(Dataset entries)
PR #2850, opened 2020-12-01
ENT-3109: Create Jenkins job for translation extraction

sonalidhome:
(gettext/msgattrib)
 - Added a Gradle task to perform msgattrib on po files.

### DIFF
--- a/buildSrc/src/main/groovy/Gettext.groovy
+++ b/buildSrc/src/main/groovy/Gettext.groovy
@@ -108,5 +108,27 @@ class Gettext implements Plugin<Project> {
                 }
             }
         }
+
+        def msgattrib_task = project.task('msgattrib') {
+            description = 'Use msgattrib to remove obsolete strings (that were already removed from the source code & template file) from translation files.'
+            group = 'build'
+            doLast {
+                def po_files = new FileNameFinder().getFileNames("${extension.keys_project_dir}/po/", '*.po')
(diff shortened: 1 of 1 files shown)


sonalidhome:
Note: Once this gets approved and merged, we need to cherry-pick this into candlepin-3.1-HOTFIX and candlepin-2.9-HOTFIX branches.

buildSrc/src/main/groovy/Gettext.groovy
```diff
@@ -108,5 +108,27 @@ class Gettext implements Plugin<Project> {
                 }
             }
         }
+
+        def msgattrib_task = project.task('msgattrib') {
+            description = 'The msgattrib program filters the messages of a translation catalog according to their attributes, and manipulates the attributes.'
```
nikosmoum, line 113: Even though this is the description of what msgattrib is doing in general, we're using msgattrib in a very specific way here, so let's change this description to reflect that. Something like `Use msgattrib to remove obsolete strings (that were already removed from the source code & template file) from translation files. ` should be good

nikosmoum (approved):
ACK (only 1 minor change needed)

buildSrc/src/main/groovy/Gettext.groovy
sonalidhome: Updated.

_Problem_
Only the lines from the one with "(diff shortened: 1 of 1 files shown)" through the final line above belong in the answer, each retyped exactly.

_Task output_
(diff shortened: 1 of 1 files shown)


sonalidhome:
Note: Once this gets approved and merged, we need to cherry-pick this into candlepin-3.1-HOTFIX and candlepin-2.9-HOTFIX branches.

buildSrc/src/main/groovy/Gettext.groovy
```diff
@@ -108,5 +108,27 @@ class Gettext implements Plugin<Project> {
                 }
             }
         }
+
+        def msgattrib_task = project.task('msgattrib') {
+            description = 'The msgattrib program filters the messages of a translation catalog according to their attributes, and manipulates the attributes.'
```
nikosmoum, line 113: Even though this is the description of what msgattrib is doing in general, we're using msgattrib in a very specific way here, so let's change this description to reflect that. Something like `Use msgattrib to remove obsolete strings (that were already removed from the source code & template file) from translation files. ` should be good

nikosmoum (approved):
ACK (only 1 minor change needed)

buildSrc/src/main/groovy/Gettext.groovy
sonalidhome: Updated.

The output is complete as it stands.